The records follow. Filter them to the lines that hold "results".
== Segment start ==
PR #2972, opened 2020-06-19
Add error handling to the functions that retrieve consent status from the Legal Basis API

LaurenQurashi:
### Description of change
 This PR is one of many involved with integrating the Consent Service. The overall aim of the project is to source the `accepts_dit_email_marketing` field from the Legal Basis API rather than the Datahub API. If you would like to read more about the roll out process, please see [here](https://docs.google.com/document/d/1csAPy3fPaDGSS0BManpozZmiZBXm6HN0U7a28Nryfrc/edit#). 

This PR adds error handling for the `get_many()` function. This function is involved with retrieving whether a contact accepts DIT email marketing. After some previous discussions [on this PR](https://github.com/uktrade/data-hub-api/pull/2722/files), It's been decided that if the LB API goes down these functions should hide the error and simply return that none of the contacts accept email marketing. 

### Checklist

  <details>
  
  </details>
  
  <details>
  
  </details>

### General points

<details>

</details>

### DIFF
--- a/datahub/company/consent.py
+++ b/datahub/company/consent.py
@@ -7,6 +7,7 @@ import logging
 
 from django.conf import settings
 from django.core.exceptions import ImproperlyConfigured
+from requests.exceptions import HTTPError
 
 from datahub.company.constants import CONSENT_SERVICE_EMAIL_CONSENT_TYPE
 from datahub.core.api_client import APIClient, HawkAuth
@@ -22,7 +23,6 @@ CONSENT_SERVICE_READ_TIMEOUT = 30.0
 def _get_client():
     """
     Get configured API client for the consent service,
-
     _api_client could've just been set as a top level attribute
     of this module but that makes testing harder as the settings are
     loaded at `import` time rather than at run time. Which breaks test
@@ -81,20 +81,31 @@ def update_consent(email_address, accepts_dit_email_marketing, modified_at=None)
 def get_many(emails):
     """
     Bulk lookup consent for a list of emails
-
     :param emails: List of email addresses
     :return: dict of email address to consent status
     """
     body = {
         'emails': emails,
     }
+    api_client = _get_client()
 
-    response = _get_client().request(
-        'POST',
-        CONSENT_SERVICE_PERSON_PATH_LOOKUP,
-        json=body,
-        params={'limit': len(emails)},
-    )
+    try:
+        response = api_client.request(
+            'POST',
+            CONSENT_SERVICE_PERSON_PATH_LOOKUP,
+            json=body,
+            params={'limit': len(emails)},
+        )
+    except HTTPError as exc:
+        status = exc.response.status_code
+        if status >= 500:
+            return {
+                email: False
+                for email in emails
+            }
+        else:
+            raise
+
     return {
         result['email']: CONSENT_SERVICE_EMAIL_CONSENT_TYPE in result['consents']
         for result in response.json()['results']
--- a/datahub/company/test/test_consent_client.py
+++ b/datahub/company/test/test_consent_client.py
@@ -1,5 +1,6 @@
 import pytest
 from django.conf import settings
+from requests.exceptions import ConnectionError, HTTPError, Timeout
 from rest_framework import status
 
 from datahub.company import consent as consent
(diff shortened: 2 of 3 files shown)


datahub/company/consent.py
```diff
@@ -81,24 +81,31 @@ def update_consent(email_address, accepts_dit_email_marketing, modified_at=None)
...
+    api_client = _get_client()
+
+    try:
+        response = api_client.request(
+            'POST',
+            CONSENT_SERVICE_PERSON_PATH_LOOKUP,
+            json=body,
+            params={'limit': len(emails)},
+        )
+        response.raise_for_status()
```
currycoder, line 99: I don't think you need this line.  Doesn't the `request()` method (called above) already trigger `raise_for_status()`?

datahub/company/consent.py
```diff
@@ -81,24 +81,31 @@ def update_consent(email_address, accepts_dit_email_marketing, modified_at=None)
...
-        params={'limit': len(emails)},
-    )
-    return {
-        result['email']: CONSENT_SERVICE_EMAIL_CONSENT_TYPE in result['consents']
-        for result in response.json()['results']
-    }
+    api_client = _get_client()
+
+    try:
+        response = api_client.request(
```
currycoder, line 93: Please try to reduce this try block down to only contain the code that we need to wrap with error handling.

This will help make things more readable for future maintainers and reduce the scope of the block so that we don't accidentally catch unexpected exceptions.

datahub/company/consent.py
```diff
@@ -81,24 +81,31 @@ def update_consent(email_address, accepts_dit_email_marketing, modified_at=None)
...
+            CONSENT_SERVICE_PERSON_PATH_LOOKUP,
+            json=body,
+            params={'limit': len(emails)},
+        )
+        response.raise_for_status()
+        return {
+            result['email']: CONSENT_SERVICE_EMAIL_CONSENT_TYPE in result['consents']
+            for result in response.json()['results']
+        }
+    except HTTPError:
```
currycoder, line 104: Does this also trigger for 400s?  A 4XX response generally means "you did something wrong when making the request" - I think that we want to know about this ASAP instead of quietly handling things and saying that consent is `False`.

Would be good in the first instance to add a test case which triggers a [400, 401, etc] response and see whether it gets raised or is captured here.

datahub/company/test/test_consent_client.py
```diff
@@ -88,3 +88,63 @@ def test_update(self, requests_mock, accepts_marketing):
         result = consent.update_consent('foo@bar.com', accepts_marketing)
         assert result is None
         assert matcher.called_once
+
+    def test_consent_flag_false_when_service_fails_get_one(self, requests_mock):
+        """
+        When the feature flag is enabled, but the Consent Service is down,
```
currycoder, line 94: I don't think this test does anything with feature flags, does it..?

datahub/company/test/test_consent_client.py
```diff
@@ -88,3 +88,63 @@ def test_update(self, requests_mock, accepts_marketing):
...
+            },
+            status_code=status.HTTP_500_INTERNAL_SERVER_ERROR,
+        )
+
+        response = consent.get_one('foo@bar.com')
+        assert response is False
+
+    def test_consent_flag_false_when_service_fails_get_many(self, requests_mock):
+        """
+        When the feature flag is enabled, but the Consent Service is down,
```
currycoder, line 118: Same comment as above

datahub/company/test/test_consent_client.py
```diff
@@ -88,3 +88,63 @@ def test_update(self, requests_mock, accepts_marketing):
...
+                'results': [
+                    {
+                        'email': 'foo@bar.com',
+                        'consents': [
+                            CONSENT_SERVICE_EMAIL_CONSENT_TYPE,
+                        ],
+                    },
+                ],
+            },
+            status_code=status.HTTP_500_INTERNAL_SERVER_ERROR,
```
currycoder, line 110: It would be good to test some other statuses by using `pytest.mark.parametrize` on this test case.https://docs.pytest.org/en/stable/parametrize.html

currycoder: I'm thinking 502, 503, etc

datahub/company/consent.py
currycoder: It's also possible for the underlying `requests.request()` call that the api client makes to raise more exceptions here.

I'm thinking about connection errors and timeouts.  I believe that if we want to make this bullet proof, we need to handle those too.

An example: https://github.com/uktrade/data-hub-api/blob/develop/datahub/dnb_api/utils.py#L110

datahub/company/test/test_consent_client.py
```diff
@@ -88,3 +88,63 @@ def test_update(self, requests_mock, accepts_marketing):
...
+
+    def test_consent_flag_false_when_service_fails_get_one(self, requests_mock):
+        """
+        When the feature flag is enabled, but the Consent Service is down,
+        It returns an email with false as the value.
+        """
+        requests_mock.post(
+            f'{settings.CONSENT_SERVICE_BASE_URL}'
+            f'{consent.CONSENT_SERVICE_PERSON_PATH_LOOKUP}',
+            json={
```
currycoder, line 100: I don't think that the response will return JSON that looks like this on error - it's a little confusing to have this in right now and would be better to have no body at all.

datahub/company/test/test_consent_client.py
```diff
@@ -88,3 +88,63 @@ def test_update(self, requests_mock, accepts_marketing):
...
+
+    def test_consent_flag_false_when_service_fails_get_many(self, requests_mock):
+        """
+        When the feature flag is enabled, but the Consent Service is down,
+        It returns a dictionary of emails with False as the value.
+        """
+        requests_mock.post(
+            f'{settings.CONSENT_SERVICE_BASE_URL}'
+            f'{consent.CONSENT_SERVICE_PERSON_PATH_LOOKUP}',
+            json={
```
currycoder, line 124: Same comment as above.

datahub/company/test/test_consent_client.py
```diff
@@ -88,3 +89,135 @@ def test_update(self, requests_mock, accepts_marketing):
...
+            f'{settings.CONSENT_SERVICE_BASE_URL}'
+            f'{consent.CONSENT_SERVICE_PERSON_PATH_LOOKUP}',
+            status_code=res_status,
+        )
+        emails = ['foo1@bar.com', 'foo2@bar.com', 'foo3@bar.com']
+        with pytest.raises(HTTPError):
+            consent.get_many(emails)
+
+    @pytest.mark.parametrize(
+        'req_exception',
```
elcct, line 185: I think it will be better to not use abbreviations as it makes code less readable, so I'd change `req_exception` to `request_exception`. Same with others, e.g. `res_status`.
== Segment end ==
*Answer section:*
         for result in response.json()['results']
-        for result in response.json()['results']
+            for result in response.json()['results']
+                'results': [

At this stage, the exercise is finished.